*About this exercise*: The lines from the top of the data down to the line with "This was causing" should be repeated exactly, both ends included.

***

PR #2830, opened 2022-01-20
fix: generate unique ids when creating properties

pedroslopez:
## Change description

When creating properties via the multiple properties page and `bootstrapUniqueProperty` after #2086 , we were explicitly setting the ID of the new property to be the same as the key, instead of letting grouparoo generate an ID for it as it used to and still does for the regular "Create a property" page. 

This was causing conflicts with the auto key generation logic within `bootstrapUniqueProperty`, because while it would keep iterating to find a valid key if a property with the same _key_ already existed, it would fail if a property with the same _id_ already existed. 

To make things more consistent and also prevent this issue, the changes in this PR lets Grouparoo generate UUIDs like it usually does for properties created through this way. Creating properties in config mode still generates the pretty IDs as expected, since it still switches the IDs when generating the config objects.

### Development

### Impact

### Code review

### DIFF
--- a/core/__tests__/tasks/system/destroy.ts
+++ b/core/__tests__/tasks/system/destroy.ts
@@ -226,7 +226,7 @@ describe("tasks/destroy", () => {
                 type: "integer",
                 mappedColumn: "id",
               });
-              await userIdProperty.update({ isPrimaryKey: true });
+              await source.setMapping({ id: "userId" });
             });
 
             test("it will enqueue destroy task by model for records when there is no primary key property", async () => {
--- a/core/src/modules/ops/source.ts
+++ b/core/src/modules/ops/source.ts
@@ -554,7 +554,7 @@ export namespace SourceOps {
       retry = false;
 
       const property = Property.build({
-        id: id ?? ConfigWriter.generateId(key),
+        id,
         key,
         type,
         state: "ready",
--- a/ui/ui-components/pages/model/[modelId]/source/[sourceId]/multipleProperties.tsx
+++ b/ui/ui-components/pages/model/[modelId]/source/[sourceId]/multipleProperties.tsx
@@ -130,7 +130,6 @@ export default function Page(props) {
         `/property`,
         {
           sourceId: source.id,
-          id: key, // reuse the key as ID
           key,
           type,
           unique,
--- a/core/__tests__/models/source/source.ts
+++ b/core/__tests__/models/source/source.ts
@@ -880,6 +880,37 @@ describe("models/source", () => {
       await property.destroy();
     });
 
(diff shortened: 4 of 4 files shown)


ui/ui-components/pages/model/[modelId]/source/[sourceId]/multipleProperties.tsx
```diff
@@ -130,7 +130,6 @@ export default function Page(props) {
         `/property`,
         {
           sourceId: source.id,
-          id: key, // reuse the key as ID
```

***

*Response to the exercise*:
PR #2830, opened 2022-01-20
fix: generate unique ids when creating properties

pedroslopez:
## Change description

When creating properties via the multiple properties page and `bootstrapUniqueProperty` after #2086 , we were explicitly setting the ID of the new property to be the same as the key, instead of letting grouparoo generate an ID for it as it used to and still does for the regular "Create a property" page. 

This was causing conflicts with the auto key generation logic within `bootstrapUniqueProperty`, because while it would keep iterating to find a valid key if a property with the same _key_ already existed, it would fail if a property with the same _id_ already existed. 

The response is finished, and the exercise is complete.